Kuşların Evrimsel Tarihi Nedir?

Kuşlar, ilk archosaurian sürüngenler, ikincisi ise archosaurlar (dinozorları ve timsahları içeren) olan üçüncü büyük evrimsel daldır. Kuşlar oldukça gelişmiş archosaur'lar ve bu nedenle en yakın yaşayan akrabaları, timsahlar gibi hiçbir şeye benzemiyorlar. Kuşların evrimsel tarihi, sauropsid grubunun en son ana kolu oldukları için uzun ve karmaşıktır. Önceleri, Mesozoyik'in başlarında kuşların timsahlardan ya da kök grup archosaurlardan evrilmiş olabileceği düşünülmüştü.

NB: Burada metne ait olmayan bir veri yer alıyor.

PR #2402, opened 2021-09-02
Track already seen subjects during session

### LINKED ISSUE #2111: Already seen banners not showing during session
## Describe the bug

Originally reported in #1978

> The "You've Seen Everything" banner doesn't appear automatically -- e.g. I classified all 5 subjects in the set, and was given one again with newly-greyed-out lines but without the "Finished" banner. Banner appears if I refresh the page.

## Expected behavior

The banner should show up correctly during the session without page refresh.

srallen:

Package: lib-classifier, app-project

Closes #2111 

This is an unfinished feature in the FEM classifier. PFE tracks seen subjects during the session regardless of the state that is returned from Panoptes (here are the original utility functions: https://github.com/zooniverse/Panoptes-Front-End/blob/master/app/lib/seen-this-session.coffee). The feature is that on successful classification submission, an in memory array of string id pairs (workflow id and subject id) are stored and then checked against on subsequent subject loads. Note that this temporary store is *not* recorded in the classification metadata; only the serialized state from Panoptes on the subject is: https://github.com/zooniverse/Panoptes-Front-End/blob/45399f3267f45fa1d67d5bcd162b4050ed11e5ac/app/classifier/classifier.jsx#L259-L282

When implementing this on the FEM classifier, I enhanced this to use browser session storage since volunteers can browse between this project and talk, so we need to reliably load up the already seen state for the session between apps. 

Not displaying the already seen state for subjects has been an issues for subjects that are very quickly classified or very quickly returned to from Talk. The two scenarios are thus:

- A project has a very small subject that someone can get through quickly and Panoptes hasn't had enough time to mark the subjects as being seen before they're loaded up again. This is only really apparent on development or test projects or certain education only use projects. 
- Someone using Done & Talk and clicking to go back on a project that uses ordered subjects and the subject the user just classified is first in queue. For whatever reason the downstream services haven't marked it yet as seen yet (and this is not a fix for this!). In addition, since the subject set is ordered, you're guaranteed to get the subject you just saw if it hasn't been filtered out yet by its already seen status.

We will focus on the latter since this is the reported issue experienced by actual volunteers. To reliably simulate this, load up the HMS project and use demo mode while signed in: https://localhost.zooniverse.org:3000/projects/msalmon/hms-nhs-the-nautical-health-service/classify/workflow/18612/subject-set/83581?env=production&demo=true

You'll initially see a subject with the ordered subject progress banner:
Screen Shot 2021-09-02 at 4 29 45 PM

Click through to simulate submitting a classification and use Done & Talk. This will navigate you away to a 404 page as expected since we don't have Talk working for staging of the new app. Use the browser back button and you'll get the already seen message with the same subject loaded:

Screen Shot 2021-09-02 at 4 30 13 PM

A follow up to this would be to filter out the already seen subject in the queue if it's been stored in the session storage, but this PR is big enough already.

A side effect of this addition is that I did refactor the tests and stories for `SubjectSetProgressBanner` and a mock store utility function. 

# Review Checklist

## General

## Components

## Apps

- [ ] Does it work on mobile?

## Publishing

## Post-merging


shaunanoordin:
Code read looks good.

Main change is that instead of using `subject.already_seen` straight off the Subject resource, we have `.alreadySeen` which checks if already_seen is on the Subject resource OR if the _workflow + subject ID_ is stored in the _session_ storage. 👍 

- The way that the _workflow + subject ID_ token is stored into/retrieved from session storage looks legit to me.
- Clearing the session storage when user logs out also looks good.
- I remember an [old PFE issue](https://github.com/zooniverse/Panoptes-Front-End/issues/2058) where (old) Safari in Private mode just _completely crashes_ due to session storage. (You _can_ see `window.sessionStorage.setItem()`, but actually _trying to run the function_ throws an error.) Fortunately, a quick check in (new) Safari 14.1.2's Private mode + dev console shows that simple commands like `window.sessionStorage.setItem('name', 'Shaun')` no longer causes that crash. Rest assured, I'll still run full tests on Safari Private mode to be safe

Speaking of which, testing go!

shaunanoordin (approved):
## PR Review

Package: `lib-classifier`

This PR adds "local memory" for "already seen" Subjects.

- Prior to this PR, whether or not a Subject is "already seen" by a user (and therefore visibly marked by a "you've seen this already" banner) is determined entirely by the Subject resource. (i.e. `subject.already_seen`)
- With this PR, we have an 'queue' in window.sessionStorage that tracks SubjectIDs that a user has seen (specifically, _"workflow ID + Subject ID"_ , since different workflows may share Subjects)
- This means the "already seen" logic no longer requires a Subject queue refresh to be accurate for the user experience. This is most notable for projects with small Subject Set sizes (e.g. < 10 Subjects per Set)
Code read looks good, and functionality checks out 👍 

### Testing

Tested on `app-package`, on localhost, using macOS 11.5.2 + Chrome 92 (Incognito) and Safari 14 (Private)

**Scenario 1: Testing for local memory**

- Test URL: https://local.zooniverse.org:3000/projects/darkeshard/transformers/classify/workflow/3262 (This is a simple Workflow with only 4 Subjects)
- As an anonymous user, classify all Subjects in the WF.
  - (Note: as an anonymous user, it seems that every Subject will come back as `already_seen = false`)
- Result: after the 4th Subject, I start seeing the "you've already seen this Subject" banner, as expected. 👍 This confirms local "already seen" memory

**Scenario 2: Testing for parity**

- Close the window and start afresh.
- Log in as user `darke_shard` (or any user who has already seen all 4 Subjects) and open the test URL again
- Result: the first Subject already has the "you've already seen this Subject" banner. 👍 This confirms that the `subject.already_seen` flag is still respected.

**Scenario 3: Testing for resets**

- Continue for Scenario 2
- Proceed to log out.
- Result: `subjectsSeenThisSession` is cleared from sessionStorage, as expected. 👍 

**Advanced: hacking sessionStorage**

- Repeat Scenario 1, except...
- In the dev console, add or remove Subject IDs to the `subjectsSeenThisSession` value. The "already seen" banner will appear/disappear as expected for the specific Subject IDs. 👍 
- ⚠️ Note: a corrupted `subjectsSeenThisSession` value (i.e. anything that can't be JSON-parsed into an array of strings) _will crash the classifier,_ but this is unlikely to happen in normal user interactions.

**Special note: Safari in Private mode**

- No issues found in Safari 14 in Private mode! 🎉 
- As mentioned in an earlier comment, earlier versions of Safari would crash altogether if you try to run `sessionStorage.setItem()`, but this seems to no longer be an issue.
- And since FEM no longer supports earlier versions of Safari anyway, there should be nothing to worry about for this PR breaking things.

### Dev Notes

- We fully expect some quirks when the user logs in and out in the middle of Classification, simply because logging in/out _currently does not immediately reset the subject queue._
  - e.g. if a user logs out and becomes anonymous, the remaining Subjects already in the queue will retain the already_seen values for the logged-in user identity.
- It's possible for a logged in user to amass a very large queue of "already seen" Subject IDs in the session storage, but I'm genuinely not sure how to test for this in a sane way, nor the limit before this remotely becomes a problem.
  - Only 2 ways this could theoretically be a problem is if the array is so large it takes a long time to search for Subject IDs, or if it's so large that it exceeds the generous ~5MB limit of session storage.
  - I'm filing this under 🤷 (shrug) category for now.

### Status

LGTM 👍 This PR functions as advertised.

eatyourgreens:
>A follow up to this would be to filter out the already seen subject in the queue if it's been stored in the session storage, but this PR is big enough already.

There's a minor complication here, in that we can't filter the queue for all workflows automatically. In projects like Scarlets & Blues, where you can see every subject, already seen or retired subjects should remain in the queue. Similar to what I'm finding in #2392, the subject queue behaviour will depend on `workflow.hasIndexedSubjects`.

Sarah's out today, so shall we merge this and get the fix out onto staging?

I'd like to keep #2111 open, because HMS NHS and Davy Notebooks will still be broken if returning from Talk shows you an Already Seen subject that you can't skip past without classifying it.

packages/lib-classifier/src/components/Classifier/components/Banners/components/SubjectSetProgressBanner/SubjectSetProgressBanner.stories.js
```diff
@@ -1,79 +1,171 @@
...
-    workflows: {
-      resources: {
-        [workflowSnapshot.id]: workflowSnapshot
-      }
-    }
-  })
-  const subject = store.subjects.active
-  const workflow = store.workflows.resources.get(workflowSnapshot.id)
-  return { subject, workflow }
+  const store = mockStore({ subject: subjectSnapshot, subjectSet: subjectSetSnapshot, workflow: workflowSnapshot })
```
eatyourgreens, line 21: Nice!

packages/lib-classifier/src/components/Classifier/components/Banners/components/SubjectSetProgressBanner/SubjectSetProgressBanner.stories.js
```diff
@@ -1,79 +1,171 @@
...
+    >
+      <Provider classifierStore={store}>
+        <Box background={{ dark: 'dark-3', light: 'light-3' }} width='large'>
+          <Banners />
+          <img src="https://placekitten.com/800/400" alt='placeholder' />
+        </Box>
+      </Provider>
+    </Grommet>
+  )
+}
```
eatyourgreens, line 142: Does this duplicate the standalone story for the retired subject banner?

I've been wondering, after working on the other PRs for banners, if we should move the tests and stories up one level, and just have a set of tests and stories which render the `Banners` component for different combinations of subject and workflow, like @srallen has done here.

shaunanoordin:
> Sarah's out today, so shall we merge this and get the fix out onto staging?

Sounds good to me. 👍  I'll go ahead and merge since PR's safe & functional; any improvements and feedback responses can be done in a separate branch.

Kuşlar, 155 milyon yıl önce, doğrudan Mesozoyik çağın tam ortasında, küçük dinozorlardan evrimleşmişlerdir. Bu göreceli olarak yakın zamanda oluşturulan bilimsel fikir birliğidir - on yıllardır kuşların erken evrimsel tarihi bilinmemektedir ve oldukça tartışmalı bir konudur. Kuşların evrimsel tarihinin dinozorlarla başladığı fikri, Darwin'in adanmışı Thomas Henry Huxley tarafından, 1859'da Türlerin Kökeni'nin yayınlanmasından kısa bir süre sonra önerildi, ancak evrimsel biyoloji ve karşılaştırmalı anatominin 1960'lara kadar teyit edilmedi. ilişki lehine bol miktarda kanıt sağlama noktasına kadar ilerledi.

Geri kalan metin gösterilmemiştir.